■ **What to produce**
Your reply should consist of the listing, copied exactly.

■ **Exercise materials**

PR #640, opened 2023-10-05
Add readme management into anod spec

leocardao:


src/e3/anod/spec.py
```diff
@@ -274,6 +274,25 @@ def enable_name_generator(self) -> bool:
         """
         return False
 
+    @property
+    def readme_filename(self) -> str:
+        """The readme filename to use.
+
+        :return: The readme filename to use.
+            Note that the return value cannot be None or an empty string
```
grouigrokon, line 282: You may want to use the ``.. note::`` RST markup:

```
:return: The readme filename to use.

.. note:: The return value cannot be None or an empty string.
```

src/e3/anod/spec.py
```diff
@@ -274,6 +274,25 @@ def enable_name_generator(self) -> bool:
...
+        """
+        return f"README-{self.component}"
+
+    @property
+    def readme_ext(self) -> str:
+        """The readme extension to use.
+
+        :return: The extension used by the readme file.
+            Note that if this return value begin by dot(s), these dots will be
```
grouigrokon, line 291: Same for the `.. note::`

src/e3/anod/spec.py
```diff
@@ -274,6 +274,25 @@ def enable_name_generator(self) -> bool:
...
+            discarded (Example: ..txt = .txt = txt)
```
grouigrokon, line 292: Seeing the method body, I would say that the documentation is wrong :)
Either say _the returned value should be stripped of its starting dots._, or change how the property is used.

leocardao: Currently, this comment isn't true, but it should become true soon. And it's almost certain that I'll forget to update this docstring, so I did it a little early 😄 

Do you think this is really a problem?

src/e3/anod/spec.py
leocardao: Done.

src/e3/anod/spec.py
leocardao: Done.

src/e3/anod/spec.py
leocardao: We've completely changed the way the code works, so this comment is now obsolete. I'll take the liberty of resolving it.

src/e3/anod/spec.py
```diff
@@ -274,6 +274,17 @@ def enable_name_generator(self) -> bool:
         """
         return False
 
+    @property
+    def readme(self) -> tuple[str, str] | None:
```
liaiss, line 278: for me, readme_info is clearer because here the tuple return to information not linked:
  - the full path of the readme file (source)
  - the destination name of the readme in the store.

liaiss (approved):

Issue #641, opened 2023-10-06
Bump to python 3.11 and 3.12


JulienBortolussiAda:
In the context of our annual bump to newer python versions, we need to move forward to support python 3.11 and 3.12 instead of 3.9 and 3.10

PR #642, opened 2023-10-06
Add testing for python 3.11

JulienBortolussiAda:
Set up the test for python 3.11 and 3.12 in the CI

#641


grouigrokon:
Shall the `tox` environment be updated too ?

liaiss (approved):

JulienBortolussiAda:
@grouigrokon, Yes, we will have to do that too but I don't think it is a good idea yet. If we bump it to python 3.10, all the devs will need to have python 3.10 on their computer while the one we support (and everyone has) in e3-distrib is python 3.9

PR #645, opened 2023-10-17
Slsa provenance

grouigrokon:
Added SLSA provenance package.

This provenance package is the implementation of the SLSA provenance
specifications at https://slsa.dev/spec/v1.0/provenance

For now, at least two enhancements are possible:

- Some parameters are TypeURI or ResourceURI, but the specification
  says they are strings. Setting those attributes as `str` and having
  a check that they fit with TypeURI or ResourceURI classes could be
  better.

Documentation fixes
-------------------
Removed some warning about autoapi documentation, and some about
possible classes mixes.

Still the warning about PIPE import in TYPE_CHECKING could not be resolved.

Review changes
--------------
- Removed DigestSet and DigestAlgorithm enum. A digest set is considered
  a dictionary of str: str. The ResourceDescriptor's digest may be set,
  or new digest added by the add_digest() method.
- The dir_hash() method has been moved to ResourceDescriptor ... maybe not
  the best place though.
- Fixed a minor typo in the dsse package documentation
- Added `as_dict()`, `as_json()`, `load_dict()` and `load_json()` for all
  the objects.
- Added a provenance file example in the tests, and load it.

### DIFF
--- a/docs/source/conf.py
+++ b/docs/source/conf.py
@@ -41,6 +41,9 @@ autoapi_dirs = ["../../src/e3"]
 templates_path = ["_templates"]
 autoapi_template_dir = "source/autoapi_templates"
 
+# Remove warnings for auto API template.
+exclude_patterns = ["autoapi_templates/index.rst"]
+
 # The suffix(es) of source filenames.
 # You can specify multiple suffix as a list of string:
 #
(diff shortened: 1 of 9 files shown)


grouigrokon:
Comments from review have been taken into account.

Nikokrock (approved):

■ **Task result**
PR #640, opened 2023-10-05
Add readme management into anod spec

leocardao:


src/e3/anod/spec.py
```diff
@@ -274,6 +274,25 @@ def enable_name_generator(self) -> bool:
         """
         return False
 
+    @property
+    def readme_filename(self) -> str:
+        """The readme filename to use.
+
+        :return: The readme filename to use.
+            Note that the return value cannot be None or an empty string
```
grouigrokon, line 282: You may want to use the ``.. note::`` RST markup:

```
:return: The readme filename to use.

.. note:: The return value cannot be None or an empty string.
```

src/e3/anod/spec.py
```diff
@@ -274,6 +274,25 @@ def enable_name_generator(self) -> bool:
...
+        """
+        return f"README-{self.component}"
+
+    @property
+    def readme_ext(self) -> str:
+        """The readme extension to use.
+
+        :return: The extension used by the readme file.
+            Note that if this return value begin by dot(s), these dots will be
```
grouigrokon, line 291: Same for the `.. note::`

src/e3/anod/spec.py
```diff
@@ -274,6 +274,25 @@ def enable_name_generator(self) -> bool:
...
+            discarded (Example: ..txt = .txt = txt)
```
grouigrokon, line 292: Seeing the method body, I would say that the documentation is wrong :)
Either say _the returned value should be stripped of its starting dots._, or change how the property is used.

leocardao: Currently, this comment isn't true, but it should become true soon. And it's almost certain that I'll forget to update this docstring, so I did it a little early 😄 

Do you think this is really a problem?

src/e3/anod/spec.py
leocardao: Done.

src/e3/anod/spec.py
leocardao: Done.

src/e3/anod/spec.py
leocardao: We've completely changed the way the code works, so this comment is now obsolete. I'll take the liberty of resolving it.

src/e3/anod/spec.py
```diff
@@ -274,6 +274,17 @@ def enable_name_generator(self) -> bool:
         """
         return False
 
+    @property
+    def readme(self) -> tuple[str, str] | None:
```
liaiss, line 278: for me, readme_info is clearer because here the tuple return to information not linked:
  - the full path of the readme file (source)
  - the destination name of the readme in the store.

liaiss (approved):

Issue #641, opened 2023-10-06
Bump to python 3.11 and 3.12


JulienBortolussiAda:
In the context of our annual bump to newer python versions, we need to move forward to support python 3.11 and 3.12 instead of 3.9 and 3.10

PR #642, opened 2023-10-06
Add testing for python 3.11

JulienBortolussiAda:
Set up the test for python 3.11 and 3.12 in the CI

#641


grouigrokon:
Shall the `tox` environment be updated too ?

liaiss (approved):

JulienBortolussiAda:
@grouigrokon, Yes, we will have to do that too but I don't think it is a good idea yet. If we bump it to python 3.10, all the devs will need to have python 3.10 on their computer while the one we support (and everyone has) in e3-distrib is python 3.9

PR #645, opened 2023-10-17
Slsa provenance

grouigrokon:
Added SLSA provenance package.

This provenance package is the implementation of the SLSA provenance
specifications at https://slsa.dev/spec/v1.0/provenance

For now, at least two enhancements are possible:

- Some parameters are TypeURI or ResourceURI, but the specification
  says they are strings. Setting those attributes as `str` and having
  a check that they fit with TypeURI or ResourceURI classes could be
  better.

Documentation fixes
-------------------
Removed some warning about autoapi documentation, and some about
possible classes mixes.

Still the warning about PIPE import in TYPE_CHECKING could not be resolved.

Review changes
--------------
- Removed DigestSet and DigestAlgorithm enum. A digest set is considered
  a dictionary of str: str. The ResourceDescriptor's digest may be set,
  or new digest added by the add_digest() method.
- The dir_hash() method has been moved to ResourceDescriptor ... maybe not
  the best place though.
- Fixed a minor typo in the dsse package documentation
- Added `as_dict()`, `as_json()`, `load_dict()` and `load_json()` for all
  the objects.
- Added a provenance file example in the tests, and load it.

### DIFF
--- a/docs/source/conf.py
+++ b/docs/source/conf.py
@@ -41,6 +41,9 @@ autoapi_dirs = ["../../src/e3"]
 templates_path = ["_templates"]
 autoapi_template_dir = "source/autoapi_templates"
 
+# Remove warnings for auto API template.
+exclude_patterns = ["autoapi_templates/index.rst"]
+
 # The suffix(es) of source filenames.
 # You can specify multiple suffix as a list of string:
 #
(diff shortened: 1 of 9 files shown)


grouigrokon:
Comments from review have been taken into account.

Nikokrock (approved):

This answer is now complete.